What is the easiest way to figure out limiting reagent given grams of two reactants? What is the first step in any problem involving grams? Convert to moles- ALWAYS. Use your molar mass from the PT to figure out moles of each reactant. Then, use your balanced chemical equation to figure out how much product you could make from the amount of moles of reactant that you have. The reactant that gives you the least amount of product is your limiting reactant. The amount of product you calculated from this reactant is your theoretical yield. Then, you go in the lab and measure the amount you actually got from the reaction. Actual/theoreticalX 100 is your percent yield.
How did we describe energy as factoring into these molar relationships? The amount of energy emitted or absorbed in any chemical reaction is directly affected by the stoichiometric relationship of reactants/products. If you know your reaction absorbs 50 kg/mole of starting material then how much heat to you absorb for 0.5 mole of starting material? Half of 50 or 25 kj/mole. You use the coefficients in the balanced equation to calculate energy used/created per amount available.

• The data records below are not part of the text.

PR #44, opened 2024-01-03
Refactor all the bespoke utils into one

addyess:
Various `utils` modules existed sprinkled throughout the code space.  This is a quick refactor of those utils all into `github.com/canonical/k8s/pkg/utils`

Before:
image

After:
image


src/k8s/pkg/utils/file.go
```diff
@@ -9,10 +9,20 @@ import (
...
+}
+
+func DataPath(parts ...string) string {
+	return filepath.Join(append([]string{os.Getenv("SNAP_DATA")}, parts...)...)
+}
+
+func CommonPath(parts ...string) string {
+	return filepath.Join(append([]string{os.Getenv("SNAP_COMMON")}, parts...)...)
+}
+
```
neoaggelos, line 25: Let's make these `SnapPath()`, `SnapDataPath()`, `SnapCommonPath()` instead.

On the calling sites, `util.SnapCommonPath()` would be a bit more helpful than `util.CommonPath()`, without having to lookup the implementation.

src/k8s/pkg/utils/file_test.go
```diff
@@ -0,0 +1,48 @@
...
+			common := fmt.Sprintf("common/%s", tc.expected_path)
+			if parsed := Path(tc.input_path...); !reflect.DeepEqual(parsed, simple) {
+				t.Fatalf("expected path to be %v but it was %v instead", simple, parsed)
+			}
+			if parsed := DataPath(tc.input_path...); !reflect.DeepEqual(parsed, data) {
+				t.Fatalf("expected data path to be %v but it was %v instead", data, parsed)
+			}
+			if parsed := CommonPath(tc.input_path...); !reflect.DeepEqual(parsed, common) {
+				t.Fatalf("expected common path to be %v but it was %v instead", common, parsed)
+			}
```
neoaggelos, line 45: Yup, I like this test. Note that we found it gets very tedious very quickly to write tests like this, can we bring in gomega instead?

See for example https://github.com/canonical/microk8s-cluster-agent/blob/main/pkg/k8sinit/launcher_test.go

The test would then like this:

```
g := NewWithT(t)
g.Expect(Path(tc.input_path...)).To(Equal(tc.expected_path))
g.Expect(DataPath(tc.input_path...)).To(Equal(fmt.Sprintf("/data/%s", tc.expected_path))
g.Expect(CommonPath(tc.input_path...)).To(Equal(fmt.Sprintf("common/%s", tc.expected_path))
```

This also gives us much nicer output and failure messages when something breaks.

neoaggelos (commented):
Looks great, nice work @addyess, left some comments.

neoaggelos (approved):

bschimke95 (approved):
LGTM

What is calorimetry? Calorimetry is how we measure the transfer of heat. We talked about a very simple demonstration you can do to illustrate this. Take a coffee cup and fill it with water. Take the temperature of the water. Then, add a piece of ice. Measure the temp again (let all the ice melt). What is the final temp? By using this exercise we can measure the heat absorbed by the water in the styrofoam cup. What is the heat absorbed? It is the amount of heat required to melt the given amount of ice in the cup. In this case the surroundings in the water and the system is the ice. Heat flows from water to the ice to melt the ice. (Heat always flows from hot to cold). Use q=mass X specific heat X change in temperature to calculate the amount of energy required to melt the ice. Of course, don't forget to negate the sign of the heat value you calculate based on a loss of energy from the water. The water is losing energy (-q). So the ice must be gaining heat/energy (+q). Review these kinds of concepts and do many practice problems.